• _Activity_
The response must contain all of the entries, each one repeated exactly.

[[ Materials provided open ]]

PR #380, opened 2018-07-11
Add CatalogSource Namespace to Subscription Objects

alecmerdler:
### Description

Makes it possible to find the contents of a `CatalogSource-v1` without needing permission to fetch in _all namespaces_. 

Fixes https://jira.coreos.com/browse/ALM-639

### DIFF
--- a/pkg/controller/operators/catalog/operator.go
+++ b/pkg/controller/operators/catalog/operator.go
@@ -34,13 +34,18 @@ const (
 //for test stubbing and for ensuring standardization of timezones to UTC
 var timeNow = func() metav1.Time { return metav1.NewTime(time.Now().UTC()) }
 
+type sourceKey struct {
+	name      string
+	namespace string
+}
+
 // Operator represents a Kubernetes operator that executes InstallPlans by
 // resolving dependencies in a catalog.
 type Operator struct {
 	*queueinformer.Operator
 	client            versioned.Interface
 	namespace         string
-	sources           map[string]registry.Source
+	sources           map[sourceKey]registry.Source
 	sourcesLock       sync.Mutex
 	sourcesLastUpdate metav1.Time
 }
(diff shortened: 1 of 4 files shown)


pkg/controller/operators/catalog/operator.go
```diff
@@ -34,13 +34,18 @@ const (
...
+}
+
 // Operator represents a Kubernetes operator that executes InstallPlans by
 // resolving dependencies in a catalog.
 type Operator struct {
 	*queueinformer.Operator
 	client            versioned.Interface
 	namespace         string
-	sources           map[string]registry.Source
+	sources           map[sourceKey]registry.Source
```
alecmerdler: Use complex `struct` which contains both name and namespace as map key.

ecordell:
Why don't we make this backwards compatible by saying `if CatalogSourceNamespace == ""; CatalogSourceNamespace = <global catalog namespace from command line args>`?

pkg/controller/operators/catalog/operator.go
ecordell: :+1: for compound keys

alecmerdler:
@ecordell Tests are passing, made it backwards compatible.

pkg/controller/operators/catalog/operator.go
```diff
@@ -270,14 +275,14 @@ func (o *Operator) ResolvePlan(plan *v1alpha1.InstallPlan) error {
 	var notFoundErr error
 	for sourceName, source := range o.sources {
```
ecordell: nit: `for key, source`

pkg/controller/operators/catalog/operator.go
```diff
@@ -270,14 +275,14 @@ func (o *Operator) ResolvePlan(plan *v1alpha1.InstallPlan) error {
...
-		notFoundErr = resolveInstallPlan(sourceName, source, plan)
+		plan.EnsureCatalogSource(sourceName.name)
+		notFoundErr = resolveInstallPlan(sourceName.name, source, plan)
 		if notFoundErr != nil {
 			continue
 		}
 
 		// Look up the CatalogSource.
-		catsrc, err := o.client.CatalogsourceV1alpha1().CatalogSources(o.namespace).Get(sourceName, metav1.GetOptions{})
+		catsrc, err := o.client.CatalogsourceV1alpha1().CatalogSources(o.namespace).Get(sourceName.name, metav1.GetOptions{})
```
ecordell: should be `CatalogSources(sourceName.namespace)` just in case?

[[ Materials provided closed ]]

• _Written solution_
PR #380, opened 2018-07-11
Add CatalogSource Namespace to Subscription Objects

alecmerdler:
### Description

Makes it possible to find the contents of a `CatalogSource-v1` without needing permission to fetch in _all namespaces_. 

Fixes https://jira.coreos.com/browse/ALM-639

### DIFF
--- a/pkg/controller/operators/catalog/operator.go
+++ b/pkg/controller/operators/catalog/operator.go
@@ -34,13 +34,18 @@ const (
 //for test stubbing and for ensuring standardization of timezones to UTC
 var timeNow = func() metav1.Time { return metav1.NewTime(time.Now().UTC()) }
 
+type sourceKey struct {
+	name      string
+	namespace string
+}
+
 // Operator represents a Kubernetes operator that executes InstallPlans by
 // resolving dependencies in a catalog.
 type Operator struct {
 	*queueinformer.Operator
 	client            versioned.Interface
 	namespace         string
-	sources           map[string]registry.Source
+	sources           map[sourceKey]registry.Source
 	sourcesLock       sync.Mutex
 	sourcesLastUpdate metav1.Time
 }
(diff shortened: 1 of 4 files shown)


pkg/controller/operators/catalog/operator.go
```diff
@@ -34,13 +34,18 @@ const (
...
+}
+
 // Operator represents a Kubernetes operator that executes InstallPlans by
 // resolving dependencies in a catalog.
 type Operator struct {
 	*queueinformer.Operator
 	client            versioned.Interface
 	namespace         string
-	sources           map[string]registry.Source
+	sources           map[sourceKey]registry.Source
```
alecmerdler: Use complex `struct` which contains both name and namespace as map key.

ecordell:
Why don't we make this backwards compatible by saying `if CatalogSourceNamespace == ""; CatalogSourceNamespace = <global catalog namespace from command line args>`?

pkg/controller/operators/catalog/operator.go
ecordell: :+1: for compound keys

alecmerdler:
@ecordell Tests are passing, made it backwards compatible.

pkg/controller/operators/catalog/operator.go
```diff
@@ -270,14 +275,14 @@ func (o *Operator) ResolvePlan(plan *v1alpha1.InstallPlan) error {
 	var notFoundErr error
 	for sourceName, source := range o.sources {
```
ecordell: nit: `for key, source`

pkg/controller/operators/catalog/operator.go
```diff
@@ -270,14 +275,14 @@ func (o *Operator) ResolvePlan(plan *v1alpha1.InstallPlan) error {
...
-		notFoundErr = resolveInstallPlan(sourceName, source, plan)
+		plan.EnsureCatalogSource(sourceName.name)
+		notFoundErr = resolveInstallPlan(sourceName.name, source, plan)
 		if notFoundErr != nil {
 			continue
 		}
 
 		// Look up the CatalogSource.
-		catsrc, err := o.client.CatalogsourceV1alpha1().CatalogSources(o.namespace).Get(sourceName, metav1.GetOptions{})
+		catsrc, err := o.client.CatalogsourceV1alpha1().CatalogSources(o.namespace).Get(sourceName.name, metav1.GetOptions{})
```
ecordell: should be `CatalogSources(sourceName.namespace)` just in case?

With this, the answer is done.